The brokerage says that leads recommended by ‘likely to sell’ result in a 94% higher “win rate” for agents than the rate for properties that weren’t identified as likely to sell.
Assessing the agents
Damian Ng, the senior vice president of technology at Anywhere, acknowledges the obvious lead generation application of AI. But he and his team have chosen to focus on two very different uses of the technology.
“If you look at how agents are typically recruited, the brokerage looks at GCI or goes by reputation, but with AI we are able to leverage historic data to predict which agents will be the most productive in the next few years,” Ng said. “So this leads our franchise owners and brokers to the agents with the most potential.”
In order to identify the agents with the most potential, Anywhere’s AI technology examines current productivity levels of agents compared to other agents in the same area and then it creates a model to predict what the agents future productivity will look like.
“The agents we predict for strong future growth actually grow along with the trajectory we projected,” Ng said. “So having the model is great, but using the detail analytics to prove that the model is working properly is even better.”
Murray said that a broker he works with who uses AI in a similar fashion has been able to pinpoint his recruitment effort to 400 to 600 of the agents out of the roughly 16,000 in his market.

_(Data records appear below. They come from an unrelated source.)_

PR #1566, opened 2018-07-02
Accept Google tokens from users not in Dockstore

coverbeck:
If API call made with a Google token not issued against the Dockstore
audience (client id), accept it if it's issued against a whitelisted
Google client id (see
DockstoreWebserviceConfiguration.externalGoogleClientIds).

If the user is not in Dockstore, create the user. The main difference
for a User created this way vs. a user signing in is that there is no
refresh token.

Added org.mockito.plugins.MockMaker file so I could mock Userinfoplus,
a final class, which Mockito doesn't let you mock by default.

### DIFF
--- a/dockstore-webservice/src/main/java/io/dockstore/webservice/resources/TokenResource.java
+++ b/dockstore-webservice/src/main/java/io/dockstore/webservice/resources/TokenResource.java
@@ -352,6 +352,7 @@ public class TokenResource implements AuthenticatedResourceInterface, SourceCont
                 user = new User();
                 // Pull user information from Google
                 GoogleHelper.updateUserFromGoogleUserinfoplus(userinfo, user);
+                user.setUsername(userinfo.getEmail());
                 userID = userDAO.create(user);
 
 
--- a/dockstore-webservice/src/main/java/io/dockstore/webservice/resources/TokenResource.java
+++ b/dockstore-webservice/src/main/java/io/dockstore/webservice/resources/TokenResource.java
@@ -352,7 +352,6 @@ public class TokenResource implements AuthenticatedResourceInterface, SourceCont
                 user = new User();
                 // Pull user information from Google
                 GoogleHelper.updateUserFromGoogleUserinfoplus(userinfo, user);
-                user.setUsername(userinfo.getEmail());
                 userID = userDAO.create(user);
 
 
@@ -385,13 +384,8 @@ public class TokenResource implements AuthenticatedResourceInterface, SourceCont
 
             if (googleToken == null) {
                 LOG.info("Could not find user's Google token. Making new one...");
-                // CREATE GITHUB TOKEN
-                googleToken = new Token();
-                googleToken.setTokenSource(TokenType.GOOGLE_COM);
-                googleToken.setContent(accessToken);
-                googleToken.setRefreshToken(refreshToken);
-                googleToken.setUserId(userID);
-                googleToken.setUsername(googleLoginName);
+                // CREATE GOOGLE TOKEN
+                googleToken = createGoogleToken(accessToken, refreshToken, userID, googleLoginName);
                 tokenDAO.create(googleToken);
                 LOG.info("Google token created for {}", googleLoginName);
             } else {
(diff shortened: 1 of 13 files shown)


denis-yuen:
A few follow-up questions:

1) If a user was created in this fashion, did you test whether that user is effectively "picked up" by a subsequent Google login?
2) The refresh token is not created this way, is it subsequently populated at sign in if 1) does in fact work?

dockstore-webservice/src/test/java/io/dockstore/webservice/SimpleAuthenticatorTest.java
```diff
@@ -0,0 +1,76 @@
...
+import io.dockstore.webservice.core.User;
+import io.dockstore.webservice.jdbi.TokenDAO;
+import io.dockstore.webservice.jdbi.UserDAO;
+import io.dropwizard.auth.AuthenticationException;
+import org.junit.Assert;
+import org.junit.Before;
+import org.junit.Test;
+import org.mockito.Mockito;
+
+import static org.junit.Assert.*;
```
denis-yuen: Configure IDE to avoid star imports

coverbeck: 1. Yes, I verified that a user is subsequently picked up by an explicit Google login. That is where I noticed the behavior with multiple logins that I started the email thread about.
2. Yes, the refresh token gets added when the user explicitly logs in afterward
3. The answer depends on what scopes the user granted for the token. FireCloud asks for email and profile scopes, so it works in that case. If for some reason we got a token from a whitelisted audience that didn't have those scopes, the call in `GoogleHelper.userinfoplusFromToken` would fail, which will lead to an unauthorized call.
4. That's odd, I have `Use single class import` selected in IDE, but I'm still getting the *. Will investigate.

dockstore-webservice/src/main/java/io/dockstore/webservice/resources/TokenResource.java
```diff
@@ -352,7 +352,6 @@ public Token addGoogleToken(@ApiParam(hidden = true) @Auth Optional<User> authUs
                 user = new User();
                 // Pull user information from Google
                 GoogleHelper.updateUserFromGoogleUserinfoplus(userinfo, user);
-                user.setUsername(userinfo.getEmail());
```
garyluu: try keeping this one and deleting other one in updateUserFromGoogleUserinfoplus and see if it still works.

coverbeck: `GoogleHelper.updateUserFromGoogleUserinfoplus` already invoked  `user.setUsername(userinfo.getEmail())`. I just removed this line because it seemed redundant.

I'm now calling `GoogleHelper.updateUserFromGoogleUserinfoplus` from SimpleAuthenticator and relying on the username being set there. If I remove the line from `updateUserFromGoogleUserinfoplus`, then I would have to explicitly set the username after invoking the function in two other places.

Can you please elaborate?

Thanks.

garyluu: the updateUserFromGoogleUserinfoplus was intended to update the user's metadata (profile and the avatarURL) only and is called in quite a few places.  The user's username should only be set once (when a new user is created).  Right now, if you have a GitHub account, and then link a Google account to it and update metadata, your username suddenly changes.

so setting the username should be removed from the updateUserFromGoogleUserinfoplus

coverbeck: Got it, will update shortly.

coverbeck:
I believe the code coverage drop is misleading. If I look at the results from two commits ago, there was only a 0.01% drop (select the `edited` dropdown in the CodeCov report comment to see this):

screen shot 2018-07-06 at 5 52 51 pm

My two additional commits after that were trivial (the second one added a small amount of testing), but to be sure I hadn't really forced a drop in testing, I created a new branch from that same commit where there was only 0.01% drop and maden PR #1580 . There, for the same commit where it had shown a 0.01% drop, it showed a 2.4% drop.

Given the nature of the change, which would only affect logging in with Google, I'm going to go ahead and merge.

Issue #1541, opened 2018-06-26
Nullpointer Exception for sourceCodeRepoInterface during refresh all tool


garyluu:
## Bug Report
https://github.com/ga4gh/dockstore/blob/f45af28f5666a43278aa4f007bceac1cadb5ef89/dockstore-webservice/src/main/java/io/dockstore/webservice/helpers/AbstractImageRegistry.java#L325

causes a null pointer exception when sourceCodeRepoInterface is null

### Expected behaviour
Refreshing all tools should simply refresh all tools

### Actual behaviour
500 error due to null pointer exception

### Steps to reproduce the behaviour
Check out develop branch, clean db, create mode, refresh all tools

agduncan94:
Fixed.

Issue #801, opened 2017-06-30
Multiple tags with the same name


garyluu:
### Expected behaviour
Web service should reject adding a tag with the same name as an existing one.  Additionally a response with all the new tags would be nice.

### Actual behaviour
Web service adds the tag with the same name.

### Steps to reproduce the behaviour 
- Go to a tool in manual mode
- Add a tag with 'Version Tag' as 123
- Add another tag with 'Version Tag' as 123
Now there are 2 tags with the same name.  By extension, adding a test parameter file will add the file to both tags

### Environment (Browser or OS and Dockstore version)
DockstoreUI - 1.2.3-1-gd39f3b2
DockstoreApi - 1.2.3 
DockstoreUI2 also

garyluu:
Adding a valid tag now returns all tags
Adding an exiting tag results in "Rollback of tag creation due to duplicate name"

#1604  for other tag issues

PR #1571, opened 2018-07-05
Feature/grab bag

denis-yuen:
#1541 
#801 
- odd glitch with being unable to change workflow type


denis-yuen:
@garyluu  yes, I needed it for my investigation of hca convert and launch though, so I just left it in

“He’s been hugely successful at recruiting because he is targeting agents based on his self-developed AI,” Murray said.
The other area Ng and Anywhere have chosen to focus their AI energy on is lead matching. Unlike AI features that help agents identify which clients are most likely to engage in a real estate transaction, lead matching works by matching clients with the agents most likely to get that specific lead to the closing table.
“In a lot of our offices, if someone just inquired about buying or selling a home, a round robin system is used, but with our AI technology we are matching these leads with the agent in the office most likely to see a successful transaction from the lead,” Ng said. “Overall, this has led to a higher close rate for cold call leads.”
It is no surprise that brokerages are looking to leverage AI right now as they attempt to get ahead as the market slows down, said Murray.
“The level of business being done now is much slower than it was in 2021 and this may be the norm for the next couple of years, which means that it is going to be a market share dogfight among brokerage companies,” Murray said. “We are going to see brokers and agents looking around for what tool they can use to get access to more clients and give them an edge in the market. This will lead to some really great innovation. We see the most change in brokerage operations when the market slows down.”